The other day you said there's an easy (and almost completely "mathless") way to determine the surface area of an egg, and I don't think you've posted it yet. Would you please do it soon?

Sincerely,

Todd

Bethlehem, PA

Answer

Dear Todd,

Yes, I did say there's an easy (and almost completely 'Mathless' way) to determine the surface area of an egg. And here, in a format based upon what teachers refer to as a "lesson plan", is the method:

Materials:

- one balance scale
- Several empty eggshells of whatever size and type of egg you used to make your dyed Easter eggs. (Empty shells can be obtained in a number of ways. ) Since the shells do not have to be kept intact (They do not have to be unbroken the way they would for emptied eggs that you would decorate for Easter baskets), the most straightforward way to do it is to just crack open raw eggs one at a time and empty their contents into a bowl. Note: Questions will arise regarding the wastage of the eggs. In fact, there is no need to waste any eggs. Rather, the bowl containing them could be used to make cookie batter which is turned into cookies for the class to consume upon successful completion of the lesson, or, perhaps, the teacher can serve the class a scrambled egg breakfast with bagels, etc. before beginning the Easter Vacation. Regardless of what you decide to do with the egg contents, be prepared for the question.

Procedure:

Depending upon the accuracy/calibration of your scale, you will either need to flatten out sections of eggshell (working as precisely as you can with a sharp knife) and carefully group pieces into 1-inch x 1-inch squares, or, more of these units, i.e., ten separate one-inch squares, to get a visible measurement on your scale. (In such a case, the weight will simply have to be divided by ten after reading the scale. Do it prior to class-time so that you have an idea what the result should be, even if you decide to have students do it on their own as well.)

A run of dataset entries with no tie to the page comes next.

PR #122, opened 2026-04-24
Immutable class type embedding

The-Ray-Man:
## Changes

- Created `TypeResolver`, which holds information about subtype relations as well as fields. Basically it contains most of the information that was previously stored in `ClassEmbeddingDetails`.
- Since field and subtype information are needed in many parts of the conversion, we need to pass the `TypeResolver` around a lot. The general spirit is, that the `TypeResolver` should be a "utility object". It should just give information about the type hierarchy and allow for basic operations on the type hierarchy. But it should not implement "viper specific" logic, like predicate building etc.
- Completely removed `ClassEmbeddingDetails`. The functionality was moved to `ClassTypeEmbedding` or `TypeResolver`.
- `PropertyKotlinName` was moved out of our `SymbolicName` hierarchy. Because this is not a name that should be used in the end, but just the name used to lookup the properties (which can be represented as a backing field or method call and soon function call as well)


formver.compiler-plugin/core/src/org/jetbrains/kotlin/formver/core/conversion/ProgramConverter.kt
```diff
@@ -223,31 +216,23 @@ class ProgramConverter(
...
     /**
      * Returns an embedding of the class type, with details set.
      */
     private fun embedClass(symbol: FirRegularClassSymbol): ClassTypeEmbedding {
         val className = symbol.classId.embedName()
-        val embedding = classes.getOrPut(className) {
-            buildClassPretype {
-                withName(className)
-            }
+        if (typeResolver.isRegistered(className)) return typeResolver.lookupEmbedding(className)!!
```
jesyspa: Would a lookup + conditional return work here?  It seems a bit strange to check just to look it up and then unsafe dereference

formver.compiler-plugin/core/src/org/jetbrains/kotlin/formver/core/conversion/ProgramConverter.kt
```diff
@@ -92,22 +90,21 @@ class ProgramConverter(
...
+                .map { it.toViper() },
+            functions = SpecialFunctions.all + functions.values.mapNotNull { it.viperFunction(typeResolver) }
+                .distinctBy { it.name },
+            methods = SpecialMethods.all + methods.values.mapNotNull { it.viperMethod(typeResolver) }
+                .distinctBy { it.name } + havocMethods.values,
+            predicates = typeResolver.embeddings().flatMap {
                 listOf(
-                    it.details.sharedPredicate,
-                    it.details.uniquePredicate
+                    it.sharedPredicate(typeResolver), it.uniquePredicate(typeResolver)
```
jesyspa: One thing to consider: would these be clearer if `typeResolver` was a context parameter?

formver.compiler-plugin/core/src/org/jetbrains/kotlin/formver/core/conversion/TypeResolver.kt
```diff
@@ -0,0 +1,143 @@
...
+import org.jetbrains.kotlin.formver.viper.SymbolicName
+
+class TypeResolver {
+    /**
+     * Collection of all ClassTypeEmbeddings and InterfaceTypeEmbeddings
+     */
+    private val classEmbedding = mutableMapOf<SymbolicName, ClassTypeEmbedding>()
+    private val interfaceEmbedding = mutableMapOf<SymbolicName, ClassTypeEmbedding>()
+    private val embedding
+        get() = classEmbedding + interfaceEmbedding
```
jesyspa: This performs a pretty costly map concatenation on every access.  Is it needed?

formver.compiler-plugin/core/src/org/jetbrains/kotlin/formver/core/conversion/ProgramConverter.kt
```diff
@@ -223,31 +216,23 @@ class ProgramConverter(
...
 
-        val newDetails =
-            ClassEmbeddingDetails(
-                embedding,
-                symbol.classKind.isInterface,
-            )
-        embedding.initDetails(newDetails)
+        typeResolver.register(embedding, symbol.classKind.isInterface)
 
         // The full class embedding is necessary to process the signatures of the properties of the class, since
```
jesyspa: I feel like with this change, the comment (and initialization order) can be relaxed?  In particular, I would expect it to be fine to create embeddings lazily, when they're first requested.

jesyspa (changes requested):
Some thoughts.  In general, this feels like a PR that touches a lot of things, with most being incidental.  Maybe there's a smaller PR looking to get out?  But in principle I'm not completely against merging it roughly as is.

formver.compiler-plugin/core/src/org/jetbrains/kotlin/formver/core/conversion/ProgramConverter.kt
```diff
@@ -33,14 +33,16 @@ import org.jetbrains.kotlin.formver.core.embeddings.types.*
...
-import org.jetbrains.kotlin.utils.addToStdlib.ifFalse
 import org.jetbrains.kotlin.utils.addToStdlib.ifTrue
 
-
-typealias ClassPropertyPair = Pair<ScopedName, ScopedName>
+/**
+ * Name used to look up properties.
+ */
+data class PropertyKotlinName(val scope: NameScope, val name: Name)
+typealias ClassPropertyPair = Pair<ScopedName, PropertyKotlinName>
```
jesyspa: Is this only used internally?  It feels a bit random to have this here - perhaps it can be a private typealias (if such a thing exists) or a private dataclass?  (To be honest, I would generally use dataclasses over pairs)

formver.compiler-plugin/core/src/org/jetbrains/kotlin/formver/core/conversion/ProgramConverter.kt
```diff
@@ -128,18 +118,15 @@ class ProgramConverter(
 
     @OptIn(SymbolInternals::class)
     private fun embedPureUserFunction(
-        symbol: FirFunctionSymbol<*>,
-        signature: FullNamedFunctionSignature
+        symbol: FirFunctionSymbol<*>, signature: FullNamedFunctionSignature
     ): PureUserFunctionEmbedding {
         (functions[signature.name] as? PureUserFunctionEmbedding)?.also { return it }
-        val new = PureUserFunctionEmbedding(processCallable(symbol, signature))
+        val new = PureUserFunctionEmbedding(embedCallable(symbol, signature))
```
jesyspa, line 118: Just for my understanding: why is this part of the change?  Was it a bug previously?

formver.compiler-plugin/core/src/org/jetbrains/kotlin/formver/core/conversion/ProgramConverter.kt
```diff
@@ -223,63 +209,36 @@ class ProgramConverter(
...
      * Returns an embedding of the class type, with details set.
      */
     private fun embedClass(symbol: FirRegularClassSymbol): ClassTypeEmbedding {
         val className = symbol.classId.embedName()
-        val embedding = classes.getOrPut(className) {
-            buildClassPretype {
+        typeResolver.lookupEmbedding(className)?.let { return it }
+
+        val embedding = typeResolver.getOrPutEmbedding(className) {
+            val embedding = buildClassPretype {
```
jesyspa: The duplicate `val embedding` looks strange, perhaps there's a clearer way to express this?

formver.compiler-plugin/core/src/org/jetbrains/kotlin/formver/core/conversion/ProgramConverter.kt
jesyspa: Looking at TypeResolver: I think a dataclass in that file would make a lot of sense

formver.compiler-plugin/core/src/org/jetbrains/kotlin/formver/core/conversion/TypeResolver.kt
```diff
@@ -0,0 +1,143 @@
...
+    fun register(typeEmbedding: ClassTypeEmbedding, isInterface: Boolean) = when (isInterface) {
+        true -> interfaceEmbedding.putIfAbsent(typeEmbedding.name, typeEmbedding)
+        false -> classEmbedding.putIfAbsent(typeEmbedding.name, typeEmbedding)
+    }
+
+    private fun toBackingField(property: PropertyEmbedding): FieldEmbedding? =
+        (property.getter as? BackingFieldGetter)?.field
+
+
+    fun embeddings() = (classEmbedding.values.toList() + interfaceEmbedding.values.toList()).distinctBy { it.name }
```
jesyspa: We call a lot of things embeddings, so this isn't very clear.

jesyspa (approved):
Generally this looks good, a few comments but I think nothing blocking.

formver.compiler-plugin/core/src/org/jetbrains/kotlin/formver/core/conversion/ProgramConverter.kt
The-Ray-Man: I just aligned the function names. Every other action was called ``embed`` while this one was called `process`

jesyspa: Ahh, makes sense.  I think there was a reason, but I can imagine it may not be relevant anymore.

Then using the known weight (that you have just derived) of a square-inch of eggshell, the class, working in groups, can break up an entire egg (one egg per group is one way that seems to work well) and then they should be asked to rearrange the pieces into square inches to make pre-measurement estimations.

Finally, an entire eggshell is put on one side of a balance scale; on the other side of the scale is stacked as many flattened square inches of eggshell as is necessary to obtain the balance. One or two of the square inches may have to be cut into halves, quarters, even thirds or eighths.

Moving from weight to surface-area, the surface area of a single egg can then be determined in square inches!